Assignment: Here are some records; copy every line that holds the word "files".

Records excerpted from a collection
-=-=-
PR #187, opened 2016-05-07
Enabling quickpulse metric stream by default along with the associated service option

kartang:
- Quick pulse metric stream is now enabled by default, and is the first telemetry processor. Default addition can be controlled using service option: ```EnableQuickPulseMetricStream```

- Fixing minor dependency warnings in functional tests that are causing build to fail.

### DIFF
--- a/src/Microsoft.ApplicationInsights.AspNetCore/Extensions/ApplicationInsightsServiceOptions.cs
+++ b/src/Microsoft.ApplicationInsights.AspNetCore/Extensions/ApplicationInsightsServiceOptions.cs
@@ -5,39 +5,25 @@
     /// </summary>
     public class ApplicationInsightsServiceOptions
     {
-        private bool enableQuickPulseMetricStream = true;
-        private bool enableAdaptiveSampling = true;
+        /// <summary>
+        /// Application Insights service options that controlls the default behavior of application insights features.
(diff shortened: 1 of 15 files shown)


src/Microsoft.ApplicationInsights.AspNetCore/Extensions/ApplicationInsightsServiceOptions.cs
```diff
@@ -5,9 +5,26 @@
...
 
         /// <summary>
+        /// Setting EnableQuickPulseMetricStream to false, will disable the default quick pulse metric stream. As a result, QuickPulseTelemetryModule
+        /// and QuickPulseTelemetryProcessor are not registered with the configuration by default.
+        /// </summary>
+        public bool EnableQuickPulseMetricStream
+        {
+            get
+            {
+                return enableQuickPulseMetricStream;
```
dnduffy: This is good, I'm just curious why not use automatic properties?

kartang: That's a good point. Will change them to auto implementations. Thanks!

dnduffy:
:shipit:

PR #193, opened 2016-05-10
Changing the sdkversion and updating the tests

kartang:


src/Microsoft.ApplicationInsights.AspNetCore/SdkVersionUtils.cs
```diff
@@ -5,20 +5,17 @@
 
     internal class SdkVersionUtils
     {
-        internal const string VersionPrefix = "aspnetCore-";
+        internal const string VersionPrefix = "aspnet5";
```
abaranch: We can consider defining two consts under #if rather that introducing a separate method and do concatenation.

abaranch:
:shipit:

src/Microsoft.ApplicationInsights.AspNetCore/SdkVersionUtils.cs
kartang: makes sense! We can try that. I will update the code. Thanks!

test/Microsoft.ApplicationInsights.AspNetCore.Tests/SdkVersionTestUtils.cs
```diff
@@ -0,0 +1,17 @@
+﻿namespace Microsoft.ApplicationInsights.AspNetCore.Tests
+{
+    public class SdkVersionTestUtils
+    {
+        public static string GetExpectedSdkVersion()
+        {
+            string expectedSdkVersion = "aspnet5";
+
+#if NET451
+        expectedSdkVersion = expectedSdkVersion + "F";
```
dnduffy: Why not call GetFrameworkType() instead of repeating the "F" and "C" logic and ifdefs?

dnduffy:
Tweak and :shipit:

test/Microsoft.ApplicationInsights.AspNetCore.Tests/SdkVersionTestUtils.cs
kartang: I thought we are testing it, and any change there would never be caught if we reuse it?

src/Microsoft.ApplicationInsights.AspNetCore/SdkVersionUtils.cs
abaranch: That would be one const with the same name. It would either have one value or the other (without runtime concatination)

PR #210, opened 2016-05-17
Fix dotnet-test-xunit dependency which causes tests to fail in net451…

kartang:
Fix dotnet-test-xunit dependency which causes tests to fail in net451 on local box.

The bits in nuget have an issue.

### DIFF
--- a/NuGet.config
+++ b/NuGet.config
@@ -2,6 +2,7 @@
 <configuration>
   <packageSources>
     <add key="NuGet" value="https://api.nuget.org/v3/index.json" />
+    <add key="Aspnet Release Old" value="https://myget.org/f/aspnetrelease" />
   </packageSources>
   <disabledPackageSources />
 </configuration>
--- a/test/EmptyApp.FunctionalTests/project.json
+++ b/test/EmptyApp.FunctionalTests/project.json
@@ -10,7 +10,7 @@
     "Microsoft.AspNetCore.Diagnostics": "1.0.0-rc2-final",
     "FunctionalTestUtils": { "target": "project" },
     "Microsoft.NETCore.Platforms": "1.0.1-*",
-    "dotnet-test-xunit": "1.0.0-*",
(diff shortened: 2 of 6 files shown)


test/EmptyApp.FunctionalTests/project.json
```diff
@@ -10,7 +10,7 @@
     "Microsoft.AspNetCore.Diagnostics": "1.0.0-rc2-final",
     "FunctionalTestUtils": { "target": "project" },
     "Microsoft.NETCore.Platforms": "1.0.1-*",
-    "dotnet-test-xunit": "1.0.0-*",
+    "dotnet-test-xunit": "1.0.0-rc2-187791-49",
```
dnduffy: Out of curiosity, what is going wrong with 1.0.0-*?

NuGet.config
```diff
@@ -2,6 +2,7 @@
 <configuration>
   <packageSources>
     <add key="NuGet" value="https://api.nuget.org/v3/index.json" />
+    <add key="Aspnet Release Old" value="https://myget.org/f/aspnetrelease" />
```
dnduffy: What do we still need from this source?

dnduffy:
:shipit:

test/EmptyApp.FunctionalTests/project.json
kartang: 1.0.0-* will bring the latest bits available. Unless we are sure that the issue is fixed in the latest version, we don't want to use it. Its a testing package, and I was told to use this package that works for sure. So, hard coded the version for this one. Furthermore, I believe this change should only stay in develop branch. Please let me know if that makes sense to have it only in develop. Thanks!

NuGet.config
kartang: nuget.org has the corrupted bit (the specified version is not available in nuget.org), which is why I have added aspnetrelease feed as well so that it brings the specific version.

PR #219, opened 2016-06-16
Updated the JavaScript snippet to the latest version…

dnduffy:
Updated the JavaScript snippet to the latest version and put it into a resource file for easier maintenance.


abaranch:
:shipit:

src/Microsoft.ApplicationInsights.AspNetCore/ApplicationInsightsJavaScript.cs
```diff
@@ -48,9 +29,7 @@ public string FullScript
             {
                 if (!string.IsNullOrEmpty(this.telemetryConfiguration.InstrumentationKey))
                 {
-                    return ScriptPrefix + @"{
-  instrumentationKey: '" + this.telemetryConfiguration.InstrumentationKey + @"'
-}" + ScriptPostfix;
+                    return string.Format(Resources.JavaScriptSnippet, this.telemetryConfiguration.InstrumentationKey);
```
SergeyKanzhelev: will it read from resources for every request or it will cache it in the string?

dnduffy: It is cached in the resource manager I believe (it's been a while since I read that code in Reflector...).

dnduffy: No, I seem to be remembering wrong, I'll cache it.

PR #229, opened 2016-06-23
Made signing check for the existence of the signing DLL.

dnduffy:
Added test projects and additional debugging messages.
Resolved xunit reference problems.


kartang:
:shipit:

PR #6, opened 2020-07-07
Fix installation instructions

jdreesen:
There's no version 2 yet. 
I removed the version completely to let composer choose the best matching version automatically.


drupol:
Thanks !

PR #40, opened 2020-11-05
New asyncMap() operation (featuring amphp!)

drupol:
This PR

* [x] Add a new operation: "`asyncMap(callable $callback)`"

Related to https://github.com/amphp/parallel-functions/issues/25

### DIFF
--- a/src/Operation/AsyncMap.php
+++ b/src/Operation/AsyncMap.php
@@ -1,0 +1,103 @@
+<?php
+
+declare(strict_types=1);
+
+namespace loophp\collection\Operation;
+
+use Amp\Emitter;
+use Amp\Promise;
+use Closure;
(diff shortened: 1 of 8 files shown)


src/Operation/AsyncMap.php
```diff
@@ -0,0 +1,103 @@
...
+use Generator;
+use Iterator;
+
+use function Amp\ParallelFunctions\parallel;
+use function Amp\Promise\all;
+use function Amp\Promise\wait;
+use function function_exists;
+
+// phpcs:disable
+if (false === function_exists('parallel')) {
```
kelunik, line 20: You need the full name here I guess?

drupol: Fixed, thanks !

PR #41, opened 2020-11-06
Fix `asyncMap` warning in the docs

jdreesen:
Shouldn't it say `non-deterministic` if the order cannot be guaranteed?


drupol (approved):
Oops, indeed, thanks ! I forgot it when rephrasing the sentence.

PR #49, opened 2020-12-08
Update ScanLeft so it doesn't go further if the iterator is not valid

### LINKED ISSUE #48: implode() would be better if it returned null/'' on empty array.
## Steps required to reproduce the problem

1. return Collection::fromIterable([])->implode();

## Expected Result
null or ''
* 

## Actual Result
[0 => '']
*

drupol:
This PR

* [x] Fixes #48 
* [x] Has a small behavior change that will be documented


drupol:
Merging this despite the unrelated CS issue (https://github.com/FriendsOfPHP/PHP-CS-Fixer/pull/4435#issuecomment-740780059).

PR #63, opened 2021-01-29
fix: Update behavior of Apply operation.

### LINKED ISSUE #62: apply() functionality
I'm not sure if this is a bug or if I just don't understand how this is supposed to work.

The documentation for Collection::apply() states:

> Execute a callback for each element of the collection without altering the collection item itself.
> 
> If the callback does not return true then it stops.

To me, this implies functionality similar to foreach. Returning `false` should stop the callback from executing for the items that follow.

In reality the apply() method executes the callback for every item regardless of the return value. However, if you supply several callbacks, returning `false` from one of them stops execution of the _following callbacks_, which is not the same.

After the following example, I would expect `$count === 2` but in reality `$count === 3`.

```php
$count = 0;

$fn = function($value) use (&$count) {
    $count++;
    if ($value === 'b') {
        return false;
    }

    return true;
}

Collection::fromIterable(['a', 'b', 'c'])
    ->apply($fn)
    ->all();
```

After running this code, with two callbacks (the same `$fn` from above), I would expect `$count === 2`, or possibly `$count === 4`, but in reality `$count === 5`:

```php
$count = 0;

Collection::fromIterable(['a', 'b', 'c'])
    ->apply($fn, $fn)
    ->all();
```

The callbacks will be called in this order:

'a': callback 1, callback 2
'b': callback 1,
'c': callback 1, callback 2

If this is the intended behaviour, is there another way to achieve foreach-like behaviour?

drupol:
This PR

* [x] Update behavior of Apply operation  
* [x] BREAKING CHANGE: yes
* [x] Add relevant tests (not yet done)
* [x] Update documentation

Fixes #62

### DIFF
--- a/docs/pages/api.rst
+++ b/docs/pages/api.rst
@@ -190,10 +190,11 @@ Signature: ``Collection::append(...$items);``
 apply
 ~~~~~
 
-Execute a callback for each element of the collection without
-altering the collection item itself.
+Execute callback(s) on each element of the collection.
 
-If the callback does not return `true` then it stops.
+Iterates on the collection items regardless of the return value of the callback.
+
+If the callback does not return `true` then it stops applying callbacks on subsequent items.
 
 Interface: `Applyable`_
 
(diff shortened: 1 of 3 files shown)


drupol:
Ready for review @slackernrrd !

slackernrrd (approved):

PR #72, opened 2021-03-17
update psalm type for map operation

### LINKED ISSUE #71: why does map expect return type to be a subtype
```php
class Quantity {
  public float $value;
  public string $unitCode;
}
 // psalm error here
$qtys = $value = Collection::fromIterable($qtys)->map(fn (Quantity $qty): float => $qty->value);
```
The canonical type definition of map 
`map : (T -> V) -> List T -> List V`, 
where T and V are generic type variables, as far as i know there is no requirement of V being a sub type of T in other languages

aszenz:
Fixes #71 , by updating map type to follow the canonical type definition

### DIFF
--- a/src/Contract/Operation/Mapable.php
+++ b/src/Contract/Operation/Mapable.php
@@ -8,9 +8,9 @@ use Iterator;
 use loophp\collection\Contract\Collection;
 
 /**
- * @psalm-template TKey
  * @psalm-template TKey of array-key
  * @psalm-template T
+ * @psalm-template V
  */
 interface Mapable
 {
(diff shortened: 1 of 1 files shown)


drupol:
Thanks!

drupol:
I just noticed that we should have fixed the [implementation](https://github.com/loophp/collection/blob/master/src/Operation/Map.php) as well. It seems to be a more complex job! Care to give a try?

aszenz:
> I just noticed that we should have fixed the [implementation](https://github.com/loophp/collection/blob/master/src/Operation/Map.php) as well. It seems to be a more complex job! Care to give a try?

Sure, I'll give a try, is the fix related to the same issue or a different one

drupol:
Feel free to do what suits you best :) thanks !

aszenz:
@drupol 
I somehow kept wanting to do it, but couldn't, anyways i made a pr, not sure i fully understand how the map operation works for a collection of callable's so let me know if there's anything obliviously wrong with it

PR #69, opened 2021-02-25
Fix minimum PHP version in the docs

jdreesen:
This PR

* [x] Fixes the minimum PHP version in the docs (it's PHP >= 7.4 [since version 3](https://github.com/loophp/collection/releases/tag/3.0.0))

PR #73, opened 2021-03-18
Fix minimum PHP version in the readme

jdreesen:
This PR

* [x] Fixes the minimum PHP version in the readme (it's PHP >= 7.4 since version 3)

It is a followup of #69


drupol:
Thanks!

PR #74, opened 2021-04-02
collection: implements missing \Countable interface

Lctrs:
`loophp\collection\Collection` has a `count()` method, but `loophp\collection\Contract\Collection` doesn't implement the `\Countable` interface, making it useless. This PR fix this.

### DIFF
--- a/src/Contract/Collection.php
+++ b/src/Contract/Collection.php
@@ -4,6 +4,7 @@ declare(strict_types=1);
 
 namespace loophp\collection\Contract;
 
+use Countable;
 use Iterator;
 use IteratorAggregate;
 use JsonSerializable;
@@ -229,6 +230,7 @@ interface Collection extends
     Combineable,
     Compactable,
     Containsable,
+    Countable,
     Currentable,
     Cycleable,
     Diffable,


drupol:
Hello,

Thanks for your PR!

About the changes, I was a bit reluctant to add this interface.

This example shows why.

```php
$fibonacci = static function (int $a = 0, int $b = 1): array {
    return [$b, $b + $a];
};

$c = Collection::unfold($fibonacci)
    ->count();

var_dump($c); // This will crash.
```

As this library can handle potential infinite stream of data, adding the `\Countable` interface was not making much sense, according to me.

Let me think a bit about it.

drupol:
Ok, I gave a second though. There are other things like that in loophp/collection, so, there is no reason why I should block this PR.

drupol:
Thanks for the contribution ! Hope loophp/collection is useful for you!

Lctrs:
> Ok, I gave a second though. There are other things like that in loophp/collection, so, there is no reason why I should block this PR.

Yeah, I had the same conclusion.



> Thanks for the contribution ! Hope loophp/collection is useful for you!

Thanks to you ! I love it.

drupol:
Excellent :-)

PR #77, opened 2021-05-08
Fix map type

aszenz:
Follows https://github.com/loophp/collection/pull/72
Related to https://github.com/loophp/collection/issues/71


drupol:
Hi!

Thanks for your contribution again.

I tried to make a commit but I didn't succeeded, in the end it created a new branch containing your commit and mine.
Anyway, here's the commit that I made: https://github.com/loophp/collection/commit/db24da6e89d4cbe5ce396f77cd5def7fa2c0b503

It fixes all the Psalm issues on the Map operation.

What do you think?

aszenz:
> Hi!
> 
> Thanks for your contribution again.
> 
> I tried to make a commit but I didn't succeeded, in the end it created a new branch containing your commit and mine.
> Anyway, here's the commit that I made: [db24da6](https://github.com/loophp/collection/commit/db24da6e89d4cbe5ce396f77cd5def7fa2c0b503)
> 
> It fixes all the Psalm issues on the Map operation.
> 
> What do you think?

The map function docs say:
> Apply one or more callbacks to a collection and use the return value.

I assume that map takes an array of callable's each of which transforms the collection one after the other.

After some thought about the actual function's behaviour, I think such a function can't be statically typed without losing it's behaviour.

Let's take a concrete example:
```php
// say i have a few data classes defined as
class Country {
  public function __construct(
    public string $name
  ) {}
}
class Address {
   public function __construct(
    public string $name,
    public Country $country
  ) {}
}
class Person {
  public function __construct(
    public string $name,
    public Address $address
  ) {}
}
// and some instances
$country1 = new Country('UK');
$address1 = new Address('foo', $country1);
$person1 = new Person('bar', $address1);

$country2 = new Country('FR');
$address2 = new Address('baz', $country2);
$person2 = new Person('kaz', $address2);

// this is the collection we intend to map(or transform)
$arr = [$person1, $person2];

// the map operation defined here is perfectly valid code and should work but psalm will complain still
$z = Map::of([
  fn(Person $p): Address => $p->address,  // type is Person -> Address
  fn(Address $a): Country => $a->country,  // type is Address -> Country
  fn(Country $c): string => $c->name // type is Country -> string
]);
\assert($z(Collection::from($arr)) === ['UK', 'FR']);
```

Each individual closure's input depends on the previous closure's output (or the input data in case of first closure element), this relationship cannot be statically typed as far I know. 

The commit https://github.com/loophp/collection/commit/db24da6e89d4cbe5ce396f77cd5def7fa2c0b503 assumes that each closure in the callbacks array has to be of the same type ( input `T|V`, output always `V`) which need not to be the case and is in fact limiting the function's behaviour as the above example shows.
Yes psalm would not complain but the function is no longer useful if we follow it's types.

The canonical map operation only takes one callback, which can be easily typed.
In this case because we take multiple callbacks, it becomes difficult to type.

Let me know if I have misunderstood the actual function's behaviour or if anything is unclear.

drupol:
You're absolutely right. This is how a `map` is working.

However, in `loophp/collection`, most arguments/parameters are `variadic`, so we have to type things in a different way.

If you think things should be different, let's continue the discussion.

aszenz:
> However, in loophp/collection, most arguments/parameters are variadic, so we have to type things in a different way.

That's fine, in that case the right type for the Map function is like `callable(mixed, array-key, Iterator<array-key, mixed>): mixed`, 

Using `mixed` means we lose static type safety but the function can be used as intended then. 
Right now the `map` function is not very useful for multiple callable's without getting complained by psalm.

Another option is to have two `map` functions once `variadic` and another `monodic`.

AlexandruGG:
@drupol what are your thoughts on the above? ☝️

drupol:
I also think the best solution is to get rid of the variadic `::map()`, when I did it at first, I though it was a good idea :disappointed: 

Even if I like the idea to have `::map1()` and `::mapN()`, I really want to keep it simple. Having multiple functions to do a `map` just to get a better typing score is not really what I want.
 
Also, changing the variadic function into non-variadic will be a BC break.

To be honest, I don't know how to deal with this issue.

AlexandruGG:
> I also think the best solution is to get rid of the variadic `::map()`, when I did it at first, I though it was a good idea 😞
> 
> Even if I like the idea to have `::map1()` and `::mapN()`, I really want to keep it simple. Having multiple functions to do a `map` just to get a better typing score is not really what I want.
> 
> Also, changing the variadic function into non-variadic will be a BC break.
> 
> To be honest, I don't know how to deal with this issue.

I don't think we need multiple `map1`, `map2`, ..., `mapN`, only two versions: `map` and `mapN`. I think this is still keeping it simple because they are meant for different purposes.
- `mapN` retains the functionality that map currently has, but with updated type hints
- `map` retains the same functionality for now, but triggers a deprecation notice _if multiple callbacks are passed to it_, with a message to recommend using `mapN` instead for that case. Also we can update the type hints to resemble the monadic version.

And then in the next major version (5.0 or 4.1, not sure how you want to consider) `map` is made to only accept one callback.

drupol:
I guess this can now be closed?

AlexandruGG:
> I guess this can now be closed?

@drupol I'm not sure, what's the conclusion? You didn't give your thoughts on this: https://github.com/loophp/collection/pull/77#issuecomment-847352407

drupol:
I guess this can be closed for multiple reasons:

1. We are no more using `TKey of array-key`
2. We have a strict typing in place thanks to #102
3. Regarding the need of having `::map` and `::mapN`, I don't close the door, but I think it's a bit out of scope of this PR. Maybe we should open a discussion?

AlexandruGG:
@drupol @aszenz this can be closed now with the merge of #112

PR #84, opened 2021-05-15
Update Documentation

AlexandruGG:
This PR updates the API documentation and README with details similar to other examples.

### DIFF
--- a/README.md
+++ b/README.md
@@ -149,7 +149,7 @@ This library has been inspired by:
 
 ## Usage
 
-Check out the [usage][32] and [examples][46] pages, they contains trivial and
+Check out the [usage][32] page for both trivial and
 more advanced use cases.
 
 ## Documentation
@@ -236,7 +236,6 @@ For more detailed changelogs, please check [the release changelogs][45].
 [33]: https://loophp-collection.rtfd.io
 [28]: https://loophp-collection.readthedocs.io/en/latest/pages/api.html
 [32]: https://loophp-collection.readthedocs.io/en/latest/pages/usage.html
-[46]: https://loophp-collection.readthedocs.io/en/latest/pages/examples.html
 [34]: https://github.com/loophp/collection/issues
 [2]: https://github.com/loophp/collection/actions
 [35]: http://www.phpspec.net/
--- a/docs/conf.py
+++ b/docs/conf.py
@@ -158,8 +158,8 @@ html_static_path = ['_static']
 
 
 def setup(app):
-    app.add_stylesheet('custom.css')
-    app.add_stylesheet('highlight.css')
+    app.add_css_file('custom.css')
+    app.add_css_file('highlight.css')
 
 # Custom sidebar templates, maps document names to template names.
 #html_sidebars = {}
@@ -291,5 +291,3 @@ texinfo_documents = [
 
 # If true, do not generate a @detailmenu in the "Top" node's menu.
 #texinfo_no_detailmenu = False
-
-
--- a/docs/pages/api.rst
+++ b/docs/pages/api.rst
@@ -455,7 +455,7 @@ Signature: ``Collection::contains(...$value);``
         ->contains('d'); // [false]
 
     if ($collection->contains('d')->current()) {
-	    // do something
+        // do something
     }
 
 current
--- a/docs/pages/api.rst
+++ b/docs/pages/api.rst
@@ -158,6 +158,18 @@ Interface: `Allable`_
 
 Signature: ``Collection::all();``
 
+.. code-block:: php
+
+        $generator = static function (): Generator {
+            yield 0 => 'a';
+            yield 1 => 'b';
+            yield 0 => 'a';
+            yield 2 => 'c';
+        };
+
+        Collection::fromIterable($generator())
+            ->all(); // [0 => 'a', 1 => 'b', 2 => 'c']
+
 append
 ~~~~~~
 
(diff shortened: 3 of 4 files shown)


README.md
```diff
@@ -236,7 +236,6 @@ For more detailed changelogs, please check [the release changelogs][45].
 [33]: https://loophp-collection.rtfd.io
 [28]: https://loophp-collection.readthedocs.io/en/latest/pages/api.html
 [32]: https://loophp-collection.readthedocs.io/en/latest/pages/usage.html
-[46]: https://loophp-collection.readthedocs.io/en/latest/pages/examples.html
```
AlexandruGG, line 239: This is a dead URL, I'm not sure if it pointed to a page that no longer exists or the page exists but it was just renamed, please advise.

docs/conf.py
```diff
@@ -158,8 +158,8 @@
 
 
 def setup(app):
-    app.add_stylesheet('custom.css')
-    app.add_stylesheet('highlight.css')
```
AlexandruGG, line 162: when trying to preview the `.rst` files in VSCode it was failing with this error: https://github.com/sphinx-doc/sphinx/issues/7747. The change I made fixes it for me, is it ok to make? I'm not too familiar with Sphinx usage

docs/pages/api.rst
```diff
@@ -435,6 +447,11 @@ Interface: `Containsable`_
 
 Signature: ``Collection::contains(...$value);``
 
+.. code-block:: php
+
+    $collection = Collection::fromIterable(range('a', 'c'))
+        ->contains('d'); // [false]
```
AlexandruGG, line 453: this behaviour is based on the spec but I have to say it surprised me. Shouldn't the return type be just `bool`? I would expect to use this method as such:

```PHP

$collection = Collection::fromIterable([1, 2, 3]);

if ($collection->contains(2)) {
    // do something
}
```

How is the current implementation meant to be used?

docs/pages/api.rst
-=-=-
Result of this task:
(diff shortened: 1 of 15 files shown)
(diff shortened: 2 of 6 files shown)
(diff shortened: 1 of 8 files shown)
(diff shortened: 1 of 3 files shown)
(diff shortened: 1 of 1 files shown)
(diff shortened: 3 of 4 files shown)
AlexandruGG, line 162: when trying to preview the `.rst` files in VSCode it was failing with this error: https://github.com/sphinx-doc/sphinx/issues/7747. The change I made fixes it for me, is it ok to make? I'm not too familiar with Sphinx usage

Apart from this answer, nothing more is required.